Orientalisches Seminar - معهد الاستشراق
(Last Update 11. November 2011) by Petra M. Sijpesteijn, John F. Oates (✝), Andreas Kaplony, and Eva M. Grob
Download (as in Bulletin of the American Society of Papyrologists 42 (2005) 127-166) (PDF, 1869 KB)
Introduction
Introduction
The Checklist of Arabic Documents aims to facilitate and advance the use of Arabic documents. By providing this inclusive bibliography of editions of Arabic documentary texts - on papyrus, paper, parchment, leather, ostraca, wood, stone and bone - in monographs and articles, and setting out a standardized system of abbreviations for monographs of Arabic document editions, we hope it will serve to enhance the transparency of citations and improve the accessibility of editions, functioning as a useful point of reference for Arabists and non-Arabists, specialists and non-specials alike.
Arabic Papyrology
Scholars have long acknowledged the importance of papyri and other documents for our understanding of early and medieval Islamic culture and society. Tens of thousands of papyrus documents survive, in Greek, Coptic and Arabic, and among the vastly diverse and significant information they contain are the only contemporary records of the Muslim conquest of Egypt in the mid-seventh century, a cornerstone event not only in the history of Mediterranean civilization but in the development of one of the most populous religions of the world. Never intended to be read by later generations, the documents not only offer a useful check on the data preserved in narrative and literary sources, but also record aspects of life and strata of society to which we would otherwise have no access, and with a richness, immediacy and variety unmatched by any other source. Together, these documents have the potential to shine a fresh and detailed new light on early Islamic Mediterranean culture and society. The field can no longer afford to be without them.

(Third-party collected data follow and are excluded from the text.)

PR #237, opened 2018-08-24
migrate to Electron 2.x

trevj:
Magic mode and advanced modes seem to work fine with Electron 2; it complained about our content security policy which turned out to be completely bogus so I updated it.

BTW, I tried electron-updater 3.x but ran into compile errors. I don't think it's ready for primetime yet.

### DIFF
--- a/src/server_manager/index.html
+++ b/src/server_manager/index.html
@@ -15,45 +15,40 @@
 -->
 <!DOCTYPE html>
 <html>
-  <head>
-    <meta charset="UTF-8">
-    <!--<base href=".">-->
-    <meta name="google" content="notranslate">
-    <meta http-equiv="Content-Language" content="en">
-    <meta name="viewport" content="width=device-width, user-scalable=no, initial-scale=1.0, minimum-scale=1.0, maximum-scale=1.0">
-    <!-- TODO: remove this once launched to a broader audience -->
-    <meta name="robots" content="noindex,noarchive">
-    <!-- TODO: update this description -->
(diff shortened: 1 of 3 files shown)


src/server_manager/index.html
```diff
@@ -15,45 +15,40 @@
...
+
+  <link rel="shortcut icon" href="/ui_components/images/favicon.png">
+  <link rel="stylesheet" href="/ui_components/style.css">
+  <script src="/bower_components/webcomponentsjs/webcomponents-loader.js"></script>
+  <link rel="import" href="/bower_components/app-layout/app-toolbar/app-toolbar.html">
+  <link rel="import" href="/ui_components/app-root.html">
+  <script src="server_manager/web_app/main.js"></script>
+
+  <!-- TODO: Add Outline servers to connect-src on-demand (in addition to the DigitalOcean API). -->
+  <meta http-equiv="Content-Security-Policy" content="default-src 'unsafe-inline' outline:; connect-src https:; frame-src https://s3.amazonaws.com/outline-vpn/">
```
alalamav: 👍what about the other non-http protocols, i.e. macappstore://, ss://?

alalamav: Are you sure? The invitation page links to `macappstore://` for downloading the macOS client and `ss://` for importing the server when the app is already installed.

trevj: *click* The iframe-d invite? I just tested and:
- Mac App Store opens without mapappstore:// in the CSP
- ss:// link doesn't open with or without macappstore:// in the CSP (in other words, it's broken as-is - I just filed an issue)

Despite their importance, however, papyri from the Islamic period continue to be underused. The philological complexity of Arabic papyri combined with the poorly developed infrastructure of the field (with few catalogues and handlists) seriously impedes the edition of new documents. Of the tens of thousands of Arabic documents preserved in museum and library collections around the world, only some two thousand have been published so far. The relative neglect is especially striking when Arabic papyrology is compared to older disciplines such as Greek, Latin and Coptic papyrology, all of which have benefited from such essential tools as electronic and printed databases, lexicographic, geographical, onomastic and linguistic reference works and compilations of corrigenda - all of which Arabic papyrology lacks.